PR #13945, opened 2026-07-31
feat(backend): require explicit MySQL tls in extra params

### LINKED ISSUE #13796: [feature]  MySQL driver lacks symmetric secure-by-default TLS handling (parity with PostgreSQL sslmode)
## Background

PR #12379  made the PostgreSQL client secure-by-default: `CreatePostgreSQLConfig`
now requires `sslmode` to be set explicitly and fails fast (CrashLoop) if it is
missing, instead of silently defaulting to `sslmode=disable`. This prevents
production deployments from unknowingly sending database traffic unencrypted.
The base `platform-agnostic-postgresql` overlay intentionally leaves `sslmode`
unset; dev/CI overlays opt into `sslmode=disable` explicitly.

## Problem

The MySQL path was intentionally left out of that change to keep the PR scoped
and avoid breaking existing MySQL deployments. As a result the two drivers are
asymmetric:

- `CreateMySQLConfig` (backend/src/apiserver/client/sql.go and
  backend/src/cache/client/sql.go) sets no `tls` parameter at all — it relies on
  the go-sql-driver default, which is an unencrypted connection, with no explicit
  signal in code or manifests.
- There is no fail-fast: a MySQL deployment that intends TLS but misconfigures it
  still starts and silently runs in plaintext.

## Proposed follow-up

Bring MySQL to parity with PostgreSQL:
1. Decide the MySQL equivalent policy (the go-sql-driver `tls` parameter:
   `false` / `true` / `skip-verify` / a registered custom TLS config).
2. Consider requiring `tls` to be set explicitly (fail-fast) the same way
   `sslmode` is now required for PostgreSQL, OR at minimum emit an explicit
   startup warning when running unencrypted.
3. Make dev/CI overlays opt into the insecure value explicitly, keeping the base
   overlay secure-by-default.
4. Document the production TLS setup for MySQL, mirroring the PostgreSQL
   `verify-full` guidance in backend/README.md.

## Notes

This is deliberately a separate issue because a symmetric MySQL change is a
breaking change for existing MySQL deployments and needs its own migration
consideration.

sahilleth:
## Summary
- `CreateMySQLConfig` in apiserver and cache now returns an error unless `tls` is explicitly set in `ExtraParams`
- Callers propagate the error at startup instead of silently connecting without TLS
- CI Kind overlays set `tls=false` for local MySQL
- Document the requirement in `backend/README.md`

Fixes #13796

## Test plan
- [x] `go test ./backend/src/apiserver/client/... ./backend/src/cache/client/...`
- [ ] CI integration tests with updated manifests


hbelmiro:
This should be synced with @kaikaila.

kaikaila:
Hi @sahilleth , thanks for picking up #13796 — this is exactly the MySQL TLS parity that was intentionally left out of #12379 to keep scope manageable.

Heads-up on a merge-order concern: #12379 deletes both backend/src/apiserver/client/sql.go and backend/src/cache/client/sql.go entirely, consolidating the MySQL/PostgreSQL config logic into a shared backend/src/apiserver/common/sql/config.go. It also heavily refactors both client_manager.go files that this PR touches.

If this PR merges first, #12379 would need to carry forward your TLS validation into the new shared location — doable but adds friction. If #12379 merges first, the change you need here becomes very small: just add the tls presence check to the single CreateMySQLConfig in common/sql/config.go, plus the CI overlay and doc updates (which have no overlap).

Given that, I think the cleaner path is to land #12379 first and then rebase this PR on top. Would it work for you?

hbelmiro:
/hold

Due to https://github.com/kubeflow/pipelines/pull/13945#issuecomment-5198072640

droctothorpe:
Hi @sahilleth, thank you for your PR! The linked issue (#13796) must be labeled `ready` before your contribution can be reviewed. Please check our [CONTRIBUTING.md](https://github.com/kubeflow/pipelines/blob/master/CONTRIBUTING.md) for details.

- What to work on -
Here the output must be the lines above from the line with "feat(backend): require explicit" to the line with "(CrashLoop) if it is", both included, duplicated word for word and nothing else.

- The completed task -
feat(backend): require explicit MySQL tls in extra params

### LINKED ISSUE #13796: [feature]  MySQL driver lacks symmetric secure-by-default TLS handling (parity with PostgreSQL sslmode)
## Background

PR #12379  made the PostgreSQL client secure-by-default: `CreatePostgreSQLConfig`
now requires `sslmode` to be set explicitly and fails fast (CrashLoop) if it is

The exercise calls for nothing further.